Motosiklet kaldırıma yanaştı. Mustafa motosikletten indi.
"Bir gün mutlaka sana borcumu ödeyeceğim, dostum."
El sıkıştılar.
"Gerek yok. Kendini kurtar...Yaşadığıma şükrediyorum." Güldü, "Delisin sen, benden uzak dur."
"Aptallıklarımdan dolayı bana karşı kalbinde kötü bir şey var mı? Ufacık kötü bir iz bile."
Mustafa dostça gülümsedi: "Dert etme.
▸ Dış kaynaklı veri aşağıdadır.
PR #150, opened 2026-08-16
Misc fixes and improvements

skal65535:
### Fixes

- **EncodeYUV420**: the clipped path read the U plane with `v_step_` — wrong output whenever the U and V strides differ.
- **dichotomy**: `StoreRunLevels()` ignored `CheckBuffers()` and wrote past `all_run_levels_` once an allocation failed.
- **bit_writer**: `Reserve()` left `buf_` dangling into memory the sink had just released.
- **SjpegEncode**: `EncoderFactory()` returns null for an unknown `yuv_mode` or on allocation failure, and the result was dereferenced unchecked.
- **Encoder**: `param.memory` was installed after construction, so blocks allocated by sub-class constructors were released by the wrong manager.
- **EncodeNV12/NV21**: arguments were validated after the base class had already used `output`, and the `uv_stride` bound was too small by half.
- **Encoder/SOF**: dimensions above 65535 were silently truncated into the SOF marker — 70000x2 encoded "successfully" as 4464x2.
- **SjpegDimensions**: rejected the null width/height that the header documents as optional, and scanned chunks with pointers built past the end of the buffer.
- **SjpegRiskiness**: the gray fraction was divided by `width * height` although the loop visits `(width-1) * (height-1)` samples, and flat tinted colors fell into the gray bucket.
- **HeaderSize**: charged two quantization matrices where `WriteDQT()` writes only one.
- **yuv_convert**: two `static bool done` guards, torn when two threads encode at once.

### Quality

- **tests**: self-contained unit-test binary, no external dependency — `make unit_test`, or `ctest` with CMake; the linux and macos CI jobs were building the tests without running them, and now run them.
- **ci**: pin `actions/checkout` to a commit hash instead of a movable tag (same version).
- **misc**: clamp the compression method instead of asserting on it, add a missing include, fix two wrong comments.

Each fix comes with the unit test that catches it.

### Note for review

Two commits may change the bitstream at byte level: **HeaderSize** (only
`YUV_400 + TARGET_SIZE`) and **SjpegRiskiness** (`YUV_AUTO`'s choice on gray
and flat tinted pictures, which is the point of the fix).

Please rebase-merge rather than squash, so the fixes stay bisectable.

### DIFF
--- a/CMakeLists.txt
+++ b/CMakeLists.txt
@@ -203,7 +203,10 @@ endif()
 if(SJPEG_BUILD_TESTS)
   enable_testing()
   add_executable(unit_test ${CMAKE_CURRENT_SOURCE_DIR}/tests/unit_test.cc)
-  target_link_libraries(unit_test sjpeg)
+  # the tests encode from several threads at once
+  set(THREADS_PREFER_PTHREAD_FLAG ON)
+  find_package(Threads REQUIRED)
+  target_link_libraries(unit_test sjpeg Threads::Threads)
   add_test(NAME unit_test COMMAND unit_test)
 endif()
 
--- a/CMakeLists.txt
+++ b/CMakeLists.txt
@@ -27,6 +27,7 @@ set(CMAKE_CXX_STANDARD 11)
 # Options for coder / decoder executables.
 option(SJPEG_ENABLE_SIMD "Enable any SIMD optimization." ON)
 option(SJPEG_BUILD_EXAMPLES "Build the sjpeg / vjpeg command line tools." ON)
+option(SJPEG_BUILD_TESTS "Build the unit tests." ON)
 
 set(SJPEG_DEP_LIBRARIES)
 set(SJPEG_DEP_INCLUDE_DIRS)
@@ -196,6 +197,14 @@ if(SJPEG_BUILD_EXAMPLES)
   target_link_libraries(vjpeg ${SJPEG_DEP_GL_LIBRARIES} sjpeg sjpeg-utils)
 
   install(TARGETS sjpeg-bin vjpeg RUNTIME DESTINATION ${CMAKE_INSTALL_BINDIR})
+endif()
+
+# Build the unit tests if asked for.
+if(SJPEG_BUILD_TESTS)
+  enable_testing()
+  add_executable(unit_test ${CMAKE_CURRENT_SOURCE_DIR}/tests/unit_test.cc)
+  target_link_libraries(unit_test sjpeg)
+  add_test(NAME unit_test COMMAND unit_test)
 endif()
 
 # Install the different headers and libraries.
--- a/src/dichotomy.cc
+++ b/src/dichotomy.cc
@@ -215,7 +215,7 @@ size_t Encoder::HeaderSize() const {
       size += (xmp_.size() / 65458 + 1) * 40;
     }
   }
-  size += 2 * 65 + 2 + 2;         // DQT
+  size += (nb_comps_ == 1 ? 1 : 2) * 65 + 2 + 2;  // DQT
   size += 8 + 3 * nb_comps_ + 2;  // SOF
   size += 6 + 2 * nb_comps_ + 2;  // SOS
   size += 2;                      // EOI
--- a/src/dichotomy.cc
+++ b/src/dichotomy.cc
@@ -88,7 +88,7 @@ void Encoder::StoreRunLevels(DCTCoeffs* coeffs) {
   nb_run_levels_ = 0;
   int16_t* in = in_blocks_;
   for (int n = 0; n < mb_w_ * mb_h_; ++n) {
-    CheckBuffers();
+    if (!CheckBuffers()) return;
     for (int c = 0; c < nb_comps_; ++c) {
       for (int i = 0; i < nb_blocks_[c]; ++i) {
         RunLevel* const run_levels = all_run_levels_ + nb_run_levels_;
@@ -139,6 +139,7 @@ void Encoder::LoopScan() {
     if (search_hook_->for_size) {
       // compute pass to store coeffs / runs / dc_code_
       StoreRunLevels(base_coeffs);
+      if (!ok_) break;
       if (optimize_size_) {
         StoreOptimalHuffmanTables(nb_mbs, base_coeffs);
         if (use_trellis_) InitCodes(true);
@@ -176,18 +177,19 @@ void Encoder::LoopScan() {
   // optimize Huffman table now, if we haven't already during the search
   if (!search_hook_->for_size || !last_is_best) {
     StoreRunLevels(base_coeffs);
-    if (optimize_size_) {
+    if (ok_ && optimize_size_) {
       StoreOptimalHuffmanTables(nb_mbs, base_coeffs);
     }
   }
 
   // finish bitstream
-  WriteDQT();
-  WriteSOF();
-  WriteDHT();
-  WriteSOS();
-  FinalPassScan(nb_mbs, base_coeffs);
-
+  if (ok_) {
+    WriteDQT();
+    WriteSOF();
+    WriteDHT();
+    WriteSOS();
+    FinalPassScan(nb_mbs, base_coeffs);
+  }
   Free(base_coeffs);
 }
 
--- a/src/dichotomy.cc
+++ b/src/dichotomy.cc
@@ -16,6 +16,7 @@
 //
 // Author: Skal (pascal.massimino@gmail.com)
 
+#include <assert.h>
 #include <math.h>
 #include <stdio.h>
 #include <stdlib.h>
@@ -166,29 +167,33 @@ void Encoder::LoopScan() {
     }
     if (search_hook_->Update(result)) break;
   }
-  // transfer back the final matrices
-  SetQuantMatrices(opt_quants);
-  for (int c = 0; c < 2; ++c) FinalizeQuantMatrix(&quants_[c], q_bias_);
-
-  // return informative values to the user
-  search_hook_->q = best_q;
-  search_hook_->value = best_result;
-
-  // optimize Huffman table now, if we haven't already during the search
-  if (!search_hook_->for_size || !last_is_best) {
-    StoreRunLevels(base_coeffs);
-    if (ok_ && optimize_size_) {
-      StoreOptimalHuffmanTables(nb_mbs, base_coeffs);
-    }
-  }
-
-  // finish bitstream
+  // If the search was interrupted by a failed allocation, opt_quants[] was
+  // never filled in: there is nothing to transfer back, and nothing to write.
   if (ok_) {
-    WriteDQT();
-    WriteSOF();
-    WriteDHT();
-    WriteSOS();
-    FinalPassScan(nb_mbs, base_coeffs);
+    // transfer back the final matrices
+    SetQuantMatrices(opt_quants);
+    for (int c = 0; c < 2; ++c) FinalizeQuantMatrix(&quants_[c], q_bias_);
+
+    // return informative values to the user
+    search_hook_->q = best_q;
+    search_hook_->value = best_result;
+
+    // optimize Huffman table now, if we haven't already during the search
+    if (!search_hook_->for_size || !last_is_best) {
+      StoreRunLevels(base_coeffs);
+      if (ok_ && optimize_size_) {
+        StoreOptimalHuffmanTables(nb_mbs, base_coeffs);
+      }
+    }
+
+    // finish bitstream
+    if (ok_) {
+      WriteDQT();
+      WriteSOF();
+      WriteDHT();
+      WriteSOS();
+      FinalPassScan(nb_mbs, base_coeffs);
+    }
   }
   Free(base_coeffs);
 }
--- a/src/enc.cc
+++ b/src/enc.cc
@@ -2154,7 +2154,7 @@ class EncoderYUV420 : public Encoder {
     if (clipped) {
       const int sub_w = ((W_ + 1) >> 1) - mb_x * 8;
       const int sub_h = ((H_ + 1) >> 1) - mb_y * 8;
-      Convert8To16bClipped(U, v_step_, out + 4 * 64, sub_w, sub_h);
+      Convert8To16bClipped(U, u_step_, out + 4 * 64, sub_w, sub_h);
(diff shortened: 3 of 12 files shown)


src/dichotomy.cc
hasinoff: **⚠️ Bug / MSAN Use-of-Uninitialized-Value on Early Search Failure**

When running `TEST(AllocationFailure)` under MemorySanitizer (MSAN), `FinalizeQuantMatrix` triggers a use-of-uninitialized-value warning.

**Root cause:**
1. `uint8_t opt_quants[2][64];` is allocated on the stack uninitialized at the start of `LoopScan()`.
2. If an allocation fails on pass 0 (`p == 0`) inside `StoreRunLevels()`, `if (!ok_) break;` exits the dichotomy loop before `CopyQuantMatrix(quants_[c].quant_, opt_quants[c])` is ever executed.
3. Execution falls through to `SetQuantMatrices(opt_quants)` and `FinalizeQuantMatrix(&quants_[c], q_bias_)`, which evaluates `if (q->quant_[i] < q->min_quant_[i])` on garbage stack memory from `opt_quants`.
4. Additionally, `StoreRunLevels()` and `StoreOptimalHuffmanTables()` on lines 178–183 were being called even when `!ok_`.

**Suggested fix:** Guard the post-search matrix transfer, Huffman optimization, and bitstream generation with `if (ok_)`:

```diff
--- a/src/dichotomy.cc
+++ b/src/dichotomy.cc
@@ -168,24 +168,24 @@ void Encoder::LoopScan() {
     if (search_hook_->Update(result)) break;
   }
-  // transfer back the final matrices
-  SetQuantMatrices(opt_quants);
-  for (int c = 0; c < 2; ++c) FinalizeQuantMatrix(&quants_[c], q_bias_);
-
-  // return informative values to the user
-  search_hook_->q = best_q;
-  search_hook_->value = best_result;
-
-  // optimize Huffman table now, if we haven't already during the search
-  if (!search_hook_->for_size || !last_is_best) {
-    StoreRunLevels(base_coeffs);
-    if (ok_ && optimize_size_) {
-      StoreOptimalHuffmanTables(nb_mbs, base_coeffs);
-    }
-  }
-
-  // finish bitstream
   if (ok_) {
+    // transfer back the final matrices
+    SetQuantMatrices(opt_quants);
+    for (int c = 0; c < 2; ++c) FinalizeQuantMatrix(&quants_[c], q_bias_);
+
+    // return informative values to the user
+    search_hook_->q = best_q;
+    search_hook_->value = best_result;
+
+    // optimize Huffman table now, if we haven't already during the search
+    if (!search_hook_->for_size || !last_is_best) {
+      StoreRunLevels(base_coeffs);
+      if (ok_ && optimize_size_) {
+        StoreOptimalHuffmanTables(nb_mbs, base_coeffs);
+      }
+    }
+
     WriteDQT();
     WriteSOF();
     WriteDHT();
```

hasinoff, line 20: Add direct `#include <assert.h>`

src/dichotomy.cc
```diff
@@ -213,7 +215,7 @@ size_t Encoder::HeaderSize() const {
       size += (xmp_.size() / 65458 + 1) * 40;
     }
   }
-  size += 2 * 65 + 2 + 2;         // DQT
+  size += (nb_comps_ == 1 ? 1 : 2) * 65 + 2 + 2;  // DQT
```
hasinoff, line 223: Commit 10 fixes the DQT table count from 2 to 1 in `HeaderSize()` for grayscale images (`nb_comps_ == 1`). It would be great to add a test in `tests/unit_test.cc` verifying that `TARGET_SIZE` rate control on `SJPEG_YUV_400` converges accurately to the requested byte target.

src/enc.cc
hasinoff: **Integer Overflow on Valid 16-bit Max Dimensions ($65535 \times 65535$)**

While Commit 6 correctly rejects dimensions $> 65535$, valid large dimensions (e.g. $65535 \times 65535$) cause 32-bit signed integer overflow in intermediate calculations:

1. In `EncoderSharp420`:
   `W * H` evaluates as signed 32-bit `int` ($65535^2 = 4{,}294{,}836{,}225 > \text{INTMAX}$), overflowing to negative values before converting to `size_t`.
   ```cpp
   // Sizing buffer safely:
   const size_t y_size = static_cast<size_t>(W) * H;
   const size_t uv_size = static_cast<size_t>(uv_w) * uv_h;
   yuv_memory_ = Alloc<uint8_t>(y_size + 2 * uv_size);
   if (ok_) {
     y_ = yuv_memory_;
     y_step_ = W;
     u_ = yuv_memory_ + y_size;
     v_ = u_ + uv_size;
     ...
   }
   ```
2. In `SjpegEncode()`:
   ```cpp
   MemorySink sink(static_cast<size_t>(width) * height / 4);
   ```

hasinoff, line 27: - Add `#include "bit_writer.h"`: `enc.cc` directly constructs and uses `MemorySink sink(...)`, which is declared in `bit_writer.h` (and not re-exported by `sjpegi.h`).
- Add `#include <algorithm>` for `std::min` / `std::max`.

src/jpeg_tools.cc
hasinoff, line 23: **Heads-up on Grayscale Detection & Direct Includes:**

1. **Grayscale Detection (Commit 9)**: Fixing the `gray_count` ratio calculation in `SjpegRiskiness` works nicely and correctly detects small/flat images as grayscale (`SJPEG_YUV_400`). As a side effect, bitstreams for small flat images drop below 300 bytes (1 component, 1 DQT). Downstream test harnesses and fuzzers corrupting JPEG header bytes should ensure they bound random offset indices to `std::min(jpeg.size(), max_bytes)` rather than indexing against raw RGB buffer dimensions.
2. **Direct Includes**: Add direct `#include <algorithm>` for `std::min` and `#include <stdlib.h>` for `abs`.

src/yuv_convert.cc
```diff
@@ -111,9 +112,9 @@ static uint32_t kLinearToGammaTab[GAMMA_TABLE_SIZE + 2];
 static uint32_t kGammaToLinearTab[MAX_Y_T + 1];   // size scales with Y_FIX
 
 static void InitGammaTablesF() {
-  static bool done = false;
+  static std::once_flag once;
   assert(2 * GAMMA_TO_LINEAR_BITS < 32);  // we use uint32_t intermediate values
-  if (!done) {
+  std::call_once(once, []() {
```
hasinoff, line 117: **Test Coverage Suggestion (Commit 11)**

Using `static std::once_flag` and `std::call_once` ensures thread safety for the lazy lookup tables. It would be helpful to add a test in `tests/unit_test.cc` that spawns multiple concurrent `std::thread` workers simultaneously calling `SjpegCompress` with `SJPEG_YUV_SHARP` to verify race-free execution under ThreadSanitizer.

tests/unit_test.cc
hasinoff, line 1: **Empty Vector UB, Direct Includes & Test Additions:**
1. **Direct Includes**:
   - Add `#include <algorithm>` for `std::min` / `std::max`.
2. **Empty Vector UB**: In `EncodeRGB()` and `InvalidArguments()`, prefer `vec.data()` over `&vec[0]` to avoid undefined behavior on empty vectors in C++11.
3. **Negative Strides & Odd Dimensions**: Consider adding test cases with negative strides (`stride < 0` for vertically flipped input buffers) in `TEST(EncodeYUV420Strides)` and `TEST(EncodeNV)`, as well as odd dimensions (e.g. $17 \times 13$) to verify sub-sampling boundary clipping.

hasinoff (commented):
Thanks for putting together this extensive cleanup!

We ran the entire 14-commit series through extensive testing, including our full integration test suites, high-iteration fuzzing (**5,000,000 iterations** under ASAN `libFuzzer`), and multi-sanitizer stress testing (**ASAN**, **MSAN**, **UBSAN**, **TSAN**).

All core functionality compiles cleanly and tests pass with zero regressions. In our inline comments below, we have noted:
1. **A MemorySanitizer (MSAN) uninitialized stack read defect** in `src/dichotomy.cc` during allocation failure handling (`TEST(AllocationFailure)`), along with a patch.
2. **Integer overflow edge cases** in `src/enc.cc` when evaluating valid max dimensions ($65535 \times 65535$).
3. **Missing direct includes** (`bit_writer.h` for `MemorySink`, `<assert.h>`, `<algorithm>`).
4. **Suggested test additions** in `tests/unit_test.cc` to cover single-component grayscale rate control, multithreaded `std::call_once` lazy initialization, and negative strides.

src/dichotomy.cc
skal-aa: Fixed in 608a89c, using your patch -- except that the bitstream writes keep their own inner `if (ok_)`: the `StoreRunLevels()` call inside the guarded block can still clear `ok_` through `CheckBuffers()`.

skal-aa: Added.

src/dichotomy.cc
skal-aa: Added `TEST(TargetSize)`: `SJPEG_YUV_400` converges within 1.4%, same as `SJPEG_YUV_420`, against 4.8-8.4% before the fix.

src/enc.cc
skal-aa: Fixed: the plane sizes are computed as `size_t`, and all six `width * height / 4` hints are cast now (only two were). The sharp converter is still int-indexed internally, so 65535x65535 needs a separate pass.

skal-aa: `bit_writer.h` added, along with `<string.h>` and `<string>`. `<algorithm>` is not needed: `enc.cc` has no `std::min` or `std::max`, and the `std::abs` it does use comes from `<cstdlib>`.

src/jpeg_tools.cc
skal-aa: Noted on the fuzzer bounds, thanks. Added `<utility>` for the `std::swap` at line 193; `<algorithm>` and `<stdlib.h>` are not needed, as this file has no `min`, `max` or `abs`.

src/yuv_convert.cc
skal-aa: Added `TEST(Threads)`: eight concurrent `SJPEG_YUV_SHARP` encodes, which TSAN flags as a race if the `call_once` is reverted.

tests/unit_test.cc
skal-aa: Switched to `.data()`, and added `TEST(NegativeStrides)` (RGB / YUV420 / NV12 against the flipped picture) plus 17x13 to the U/V stride tests. `<algorithm>` is not needed here either.

src/dichotomy.cc
skal65535: Fixed in 608a89c, using your patch -- except that the bitstream writes keep their own inner `if (ok_)`: the `StoreRunLevels()` call inside the guarded block can still clear `ok_` through `CheckBuffers()`.

skal65535: Added.

src/dichotomy.cc
skal65535: Added `TEST(TargetSize)`: `SJPEG_YUV_400` converges within 1.4%, same as `SJPEG_YUV_420`, against 4.8-8.4% before the fix.

src/enc.cc
skal65535: Fixed: the plane sizes are computed as `size_t`, and all six `width * height / 4` hints are cast now (only two were). The sharp converter is still int-indexed internally, so 65535x65535 needs a separate pass.

skal65535: `bit_writer.h` added, along with `<string.h>` and `<string>`. `<algorithm>` is not needed: `enc.cc` has no `std::min` or `std::max`, and the `std::abs` it does use comes from `<cstdlib>`.

src/jpeg_tools.cc
skal65535: Noted on the fuzzer bounds, thanks. Added `<utility>` for the `std::swap` at line 193; `<algorithm>` and `<stdlib.h>` are not needed, as this file has no `min`, `max` or `abs`.

src/yuv_convert.cc
skal65535: Added `TEST(Threads)`: eight concurrent `SJPEG_YUV_SHARP` encodes, which TSAN flags as a race if the `call_once` is reverted.

tests/unit_test.cc
skal65535: Switched to `.data()`, and added `TEST(NegativeStrides)` (RGB / YUV420 / NV12 against the flipped picture) plus 17x13 to the U/V stride tests. `<algorithm>` is not needed here either.

skal65535:
@hasinoff , i fixed all your comments , thanks for the testing! PTAL.

hasinoff:
LGTM

src/jpeg_tools.cc
```diff
@@ -31,27 +32,28 @@ namespace {
...
-  const uint8_t* const end = src + size - 8;   // 8 bytes of safety, for marker
-  src += 2;   // skip M_SOI
-  for (; src < end && *src != 0xff; ++src) { /* search first 0xff marker */ }
-  while (src < end) {
-    const uint32_t marker = static_cast<uint32_t>((src[0] << 8) | src[1]);
-    if (marker == M_SOF0 || marker == M_SOF1) return src;
-    const size_t s = 2 + ((src[2] << 8) | src[3]);
-    src += s;
+// Positions are used instead of pointers, to never build one past the end.
+const uint8_t* GetSOFData(const uint8_t* src, size_t size) {
```
jzern, line 36: Work like this has been transitioning to `std::span`.

CMakeLists.txt
```diff
@@ -27,6 +27,7 @@ set(CMAKE_CXX_STANDARD 11)
 # Options for coder / decoder executables.
 option(SJPEG_ENABLE_SIMD "Enable any SIMD optimization." ON)
 option(SJPEG_BUILD_EXAMPLES "Build the sjpeg / vjpeg command line tools." ON)
+option(SJPEG_BUILD_TESTS "Build the unit tests." ON)
```
jzern, line 30: Note `include(CTest)` provides [`BUILD_TESTING`](https://cmake.org/cmake/help/latest/variable/BUILD_TESTING.html).

skal-aa: ah, right. TODO(later)

src/jpeg_tools.cc
skal-aa: that's C++20 feature, and we're still using C++11 here (probably i bad idea overall)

Sen iyi birisin. İyi bir enerji var sende. İyi enerji çok önemlidir."
Cemil'in gözlerinden bir çift yaş düştü: "Gerçekten mi?"
"Evet."
"Bunu ilk kez söyledi biri bana."
"Sana bol şans dilerim" dedi, Mustafa bastı, gidiyordu. Ağlamamak için kendini tutuyordu. Geri dönmeyi düşünüyordu. Hani insan bazen ileri gider, gitmek ister de kalbi geri koşardı, işte öyle zor bir dramatik pençeye kapılmıştı. Dayanamadı. Koşarak geri döndü: "Kalacak bir yer bulmak lazım sana. Aklıma da bir yer gelmiyor ki. Yavru kedi ya da köpek olsan seni eve götürürdüm ama. Koca adamsın."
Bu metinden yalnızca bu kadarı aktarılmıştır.